Schelling

Schelling Nachlass-Edition


Liebster Bruder!

Der Herr D. Regi[erungs]Rath von Wöllwarth, welcher von hier nach München abreist, hat mir angeboten, einen Brief an Dich mitzunehmen, und ich ergreife diese Gelegenheit um so lieber, als ich mir schon täglich und stündlich vorgenommen hatte, an Dich zu schreiben, und Dich besonders wegen einer Versäumniß, welche ich mir zu Schulden habe kommen laßen, um Entschuldigung zu bitten. Du hast mir nämlich schon in Deinem vorlezten Briefe geschrieben, daß es mit Deiner Gesundheit noch immer nicht gut stehe, und Dir das verordnete Pulver nur momentane Hülfe gewähre. Ich glaubte dieß zwar, da Übel dieser Art gewöhnlich sich von längerer Zeit herschreiben, und sich auch gewöhnlich, besonders in dem Alter, in welchem Du stehst, langsamer haben, als in einem spätern. Ich hielt deßwegen eine neue Verordnung nicht für nothwendig, weil ich der Meinung war, daß Du Dich doch noch einige Zeit hindurch des Pulvers bedienen solltest, indem man sonst doch nicht gewiß wißen kann, ob es Dir nicht gründlichere Erleichterung schafft. In dem Taumel von Geschäften, in welchem ich mich nun beständig befinde, fiel mir es nun aus, Dir dieses zu schreiben, und in meinem lezten Brief, den ich Dir in einer großen Eilfertigkeit schreiben mußte, gieng es mir wieder so. Ich tröste mich über diesen Fehler mit dem Bewußtseyn, daß es gewiß nicht aus Mangel an brüderlicher Liebe geschehen ist, sondern daß es eben nur aus dem Grunde, weil ich Dir keine neue Verordnung machen wollte, mir begegnen konnte. Hast Du nun das Pulver, (wenn Du es anders nicht gantz für unpaßend halten mußt, was wohl seyn konnte, da ich doch nicht im Detail von Deinen Umständen unterrichtet bin) noch einige Zeit hindurch gebraucht, und es schafft Dir gar keine Erleichterung, so wollte ich Dir, wenn Du es wünschen solltest, eine andere Kur vorschlagen. Die Hoffnung, von der ich mich lange nicht trennen konnte, Dich bald gantz in unserer Nähe zu besitzen, und welche ich bis diesen Augenblick noch gar nicht aufgegeben habe, machte wohl auch, daß ich weniger darauf bedacht genommen habe, Dir damals sogleich wieder zu antworten, und ich bitte Dich daher recht sehr, es nicht schlimm auszulegen!
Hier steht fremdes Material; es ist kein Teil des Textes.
Issue #1623, opened 2021-12-13
Custom Template Paging Style issue ( Style cleared after paging event)


edarroudi:
**Version used**
4.5.3

**Describe the bug**
Custom styles inserted in an custom template are not rendered after a paging event.

**To Reproduce**
1. Add SearchBoxResult Webpart
2. Select SharePoint Provider
3. Select ResultSource LocalPeopleResults
3. Select People Template
4. edit result template 
5. add custom style .ms-Persona-tertiaryText
        {
            font-weight:600;
        }

![image](https://user-images.githubusercontent.com/935493/145799574-583375fd-e393-4583-ac08-4944701fb0c9.png)
6. Save template
7. Save page
8. Page the site

**Expected behavior**
Style tag shouldn't be empty

**Screenshots**
![image](https://user-images.githubusercontent.com/935493/145800296-2b6e147e-b74b-4085-bf92-b1467bab7de1.png)
![image](https://user-images.githubusercontent.com/935493/145800809-518752d9-32f8-4d2e-aac9-7bc720796eaa.png)

**Desktop (please complete the following information):**
 - Browser edge, chrome

**Additional context**
Also: it seems to not be a problem of paging, but also if you do a second query. Like search something and it the style is filled / rendered correctly. Then without a page refresh, search for something else => style is not rendered

**Update**: 
Yes, only happens in People template.
Additionally: if you have a results webpart with people template on a page and customized other results webparts, the people template will break the other templates as well.

edarroudi:
I added a PR with a "Fix" for it https://github.com/microsoft-search/pnp-modern-search/pull/1730
Funny stuff.

FranckyC:
Fixed with #1730

PR #1730, opened 2022-01-18
Removed forbid_tags (style) from dompurify - PersonaComponent

edarroudi:
Issue mentioned in https://github.com/microsoft-search/pnp-modern-search/issues/1623
If PersonaComponent is used, domPurify removes the style component in the template after first paging event or new search.

After removal of the FORBID_TAGS:['style'] config line the issue is fixed.

It still is a mystery to me why this bug occurs. I think the bug iteself is on a higher level, so actually what you guys want is to purify everything that the component renders but it actually purifies the html code surrounding the component as well.

Probably "someone ;-)" needs to check if this works as you guys intended because the generel usage of dompurify is equal in all components - so it works but actually does more than it should?

### DIFF
--- a/search-parts/src/components/PersonaComponent.tsx
+++ b/search-parts/src/components/PersonaComponent.tsx
@@ -85,7 +85,6 @@ export class PersonaComponent extends React.Component<IPersonaComponentProps, IP
         this._domPurify = DOMPurify.default;
 
         this._domPurify.setConfig({
-            FORBID_TAGS: ['style'],
             WHOLE_DOCUMENT: true
         });
 


wobba:
I'll have to think about this one a bit :)

edarroudi:
Hey @wobba ,
i checked the code know. And obviously that wasn't the correct solution to the problem.

What happens is actually:

**First Render:**
    TemplateRenderer.tsx in constructor: 
```
setConfig( {
          ADD_TAGS: ['style'],
         ADD_ATTR: ['target', 'loading'],
         ALLOW_DATA_ATTR: true,
         ALLOWED_URI_REGEXP: /^(?:(?:(?:f|ht)tps?|mailto|file|tel|callto|cid|xmpp|xxx|ms-\w+):|[^a-z]|[a-z+.\-]+(?:[^a-z+.\-:]|$))/i,
         WHOLE_DOCUMENT: true,
    })
```
updateTemplate is called, purifies with the correct config from above
    PersonaComponent in constructor: 
```
    this._domPurify.setConfig({
            FORBID_TAGS: ['style'],
            WHOLE_DOCUMENT: true
        });
```

Persona calls sanitize with the correct config for itself.

First Render works

**Second Render**
       updateTemplate is called, but this time with the config from PersonaComponent :(
       Persona (correct :)

Probably have to pass the config everytime to the sanitize method for every call everywhere?

wobba:
We should probably use the same config everywhere. Not sure why persona has forbid on style. I think we can remove it, similar to the other components. I think that's the fix.

FranckyC:
@wobba give me some time to check why I did this before processing. Unfortunately quite busy right now :/

FranckyC:
@edarroudi  @wobba I actually don't recall why I didn't not allow styles on persona card :/. Removing it should be OK as it is the same as cards. Did some tests and no problem.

Neues weiß ich Dir von hier aus nichts zu schreiben! Herr von Wöllwarth, welcher sich in unserer LandesVersammlung sehr ausgezeichnet, und besonders die lezten Fehlgriffe derselben nicht getheilt hat, wünscht als ein alter Bekannter von Würzburg her Dich wieder zu sehen. Man sagt, er wolle eine Rechberg sich zur Frau hohlen, ich weiß aber nicht, ob etwas Wahres daran ist. Er kann Dir sagen, wie es gegenwärtig bei uns steht, und sein Umgang wird Dich intereßiren. Auf die Frage, welche ich in meinem lezten Brief in Betreff des Briefs an ### gemacht habe, hast Du mir nicht geantwortet, woraus ich schließe, daß Du keinen Schritt in Betreff deßelben für nöthig findest.

Neues giebt es in unserer Familie nichts, alle sind wohl, und die Mutter, welche diesen Abend bei uns war, läßt Dich und die lieben Deinigen mit uns herzlichst grüßen. Eine Schwester meiner Frau, die Wilhelmine ist seit einigen Tagen Braut mit dem jungen D. Reg˖[ierungs]Rath Wächter, dem Sohn des braven Geh˖[eim]Raths.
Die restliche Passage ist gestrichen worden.